Top of The input

PR #9069, opened 2022-07-08
feat(rate-limiting) support rate-limiting plugin timezone awareness

### LINKED ISSUE #8894: rate-limiting plugin get_timestamps bug

all version

### Current Behavior

https://github.com/Kong/kong/blob/master/kong/tools/timestamp.lua

**method get timestamp:**
-------------
-- now = timestamp.get_utc()

local function get_timestamps(now)
  local timetable = get_timetable(now)
  local stamps = {}

  timetable.sec = math_floor(timetable.sec)   -- reduce to second precision
  stamps.second = timetable:timestamp() * 1000

  timetable.sec = 0
  stamps.minute = timetable:timestamp() * 1000

  timetable.min = 0
  stamps.hour = timetable:timestamp() * 1000

  timetable.hour = 0
  stamps.day = timetable:timestamp() * 1000

  timetable.day = 1
  stamps.month = timetable:timestamp() * 1000

  timetable.month = 1
  stamps.year = timetable:timestamp() * 1000

  return stamps
end

--------------

**test code:**
  --local current_timestamp = timestamp.get_utc()
  local current_timestamp = time() * 1000
  local periods = timestamp.get_timestamps(current_timestamp)
  for period, period_date in pairs(periods) do
       print(period   .. "---" .. period_date)
  end

**result:**
  "second---1654221091000" --2022-06-03 09:51:31
  "minute---1654221060000"---2022-06-03 09:51:00
  "hour---1654218000000"  -- 2022-06-03 09:00:00
  "day---1654214400000" -- 2022-06-03 08:00:00
  "month---1654041600000"--2022-06-01 08:00:00
  "year---1640995200000"   --2022-01-01 08:00:00

### Expected Behavior

The correct result should be:

  "day---1654214400000" -- 2022-06-03 00:00:00
  "month---1654041600000"--2022-06-01 00:00:00
  "year---1640995200000"   --2022-01-01 00:00:00

A new day starts at 0 o'clock, why is it at 8 o'clock？？

@bungle 

### Steps To Reproduce

eproduce the problem :
1.add a rate-limit plugin to a route ([www.test.com](http://www.test.com/))
2.setting plug-in configuration: policy=local , day=10
3.setting the system Time: date -s "2022-06-03 23:59:00"
4.request site [www.test.com](http://www.test.com/) 5 times
5.waiting system time to 2022-06-04 00:00:00
6.request again, only 5 times remaining

expected result:
sart counting again, 10 remaining times

### Anything else?

_No response_

windmgc:
### Summary

This PR adds support for the rate-limiting plugin to be aware of the local timezone.

Currently, the rate-limiting plugin is working on UTC time, and there have been issues from users complaining about the accuracy problem working in their own timezone(like https://github.com/Kong/kong/issues/8894, and [FTI-4105](https://konghq.atlassian.net/browse/FTI-4105)).

This PR adds an additional param `local_timezone` for the rate-limiting plugin to let the rate-limiting take effect based on the local timezone so that rate-limiting on days/months/years will be based on the local timestamp.

The side-effect of this PR, however, is causing some ambiguity on the SQL generated by rate-limiting cluster policies:

https://github.com/Kong/kong/blob/5d721ac9ae1df36049013599d0253bd39cb6f758/kong/plugins/rate-limiting/policies/cluster.lua#L79-L91

After the change, `TO_TIMESTAMP(%s) AT TIME ZONE 'UTC'` with the period date will not mean that this value is a UTC timestamp, it is actually a local timestamp but we just stored it as a 'fake UTC' timestamp so that it will not be drifted.

Note that this change does not have an influence on the TTL of Postgres records because TTLs are calculated on the Postgres side.

I made this PR a draft to leave some space for checking & commenting so that I can make sure the change is meaningful, ~~and I'll add related tests and do other checks if this PR is considered a proper way to solve the timezone problem.~~

### Full changelog

* Add `get_tz_time` function(can be used to get milliseconds since unix epoch in the given timezone) in `kong.tools.timestamp`
* Add `local_timezone` param for `rate-limiting` plugin

### Issue reference

Fix #8894 and [FTI-4105](https://konghq.atlassian.net/browse/FTI-4105).

### DIFF
--- a/kong/plugins/rate-limiting/schema.lua
+++ b/kong/plugins/rate-limiting/schema.lua
@@ -91,6 +91,7 @@ return {
           { redis_timeout = { type = "number", default = 2000, }, },
           { redis_database = { type = "integer", default = 0 }, },
           { hide_client_headers = { type = "boolean", required = true, default = false }, },
+          { local_timezone = { type = "boolean", required = false, default = false }, },
         },
         custom_validator = validate_periods_order,
       },
--- a/kong/plugins/rate-limiting/handler.lua
+++ b/kong/plugins/rate-limiting/handler.lua
@@ -118,7 +118,13 @@ end
 
 
 function RateLimitingHandler:access(conf)
-  local current_timestamp = time() * 1000
+  local local_timezone = conf.local_timezone
+  local current_timestamp
+  if local_timezone then
+    current_timestamp = timestamp.get_tz_time()
+  else
+    current_timestamp = time() * 1000
+  end
 
   -- Consumer is identified by ip address or authenticated_credential id
   local identifier = get_identifier(conf)
--- a/kong/tools/timestamp.lua
+++ b/kong/tools/timestamp.lua
@@ -8,8 +8,11 @@ local luatz = require "luatz"
 local tz_time = luatz.time
 local tt_from_timestamp = luatz.timetable.new_from_timestamp
 local tt = luatz.timetable.new
+local get_tzinfo = luatz.get_tz
 local math_floor = math.floor
 local tablex = require "pl.tablex"
+local ngx_log = ngx.log
+local WARN = ngx.WARN
 
 --- Current UTC time
 -- @return UTC time in milliseconds since epoch, but with SECOND precision.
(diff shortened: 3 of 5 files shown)


kong/plugins/rate-limiting/schema.lua
```diff
@@ -91,6 +91,7 @@ return {
           { redis_timeout = { type = "number", default = 2000, }, },
           { redis_database = { type = "integer", default = 0 }, },
           { hide_client_headers = { type = "boolean", required = true, default = false }, },
+          { local_timezone = { type = "boolean", required = false, default = false }, },
```
hbagdi, line 94: What are the downsides of not making this behavior configurable?

windmgc: If it is made a default behaviour then it will be some kind of a breaking change, which may lead to confusion

hbagdi: @bungle Thoughts?

windmgc:
This is a nice-to-have feature for rate-limiting plugins, but it may require more work to be done, the feature itself relies on the existence of the timezone database(in most Linux distributions, the tzdata package) on the OS.
Considering that in most cases Kong will be deployed in a container environment which usually lacks timezone database, tzdata must be added as a prerequisite at least for all of our official images.

Tieske:
The proper solution would be to have the user specify the timezone. If I'm in Amsterdam, and have Kong nodes in both `eu-central-1` (Frankfurt, Germany, UTC+1) , and some in `eu-west-1` (Dublin, Ireland, UTC), then it becomes a weird mix. So the user must specify for the entire cluster what timezone to use.

Besides that it would mean that you also need to take DST into account. Which is another rabbit hole; some days will have 25 hours, some will have 23 hours. And on the switch, some hours will be 0 minutes, and some will be 120 minutes).

This is a very hard problem to solve. The timezone database is yet another nuisance in releasing.

My 2cts: if done at all, then the user must specify the timezone, and it should NOT honor DST. So the day/month-roll-over will still be at 00:00, or 01:00 depending on DST.

hbagdi:
Closing this because no decision has been made. Please re-open if needed.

Bottom of The input

• Task item
Report how many lines of the entries hold the string "tzdata". Provide the number alone.

• Output below
2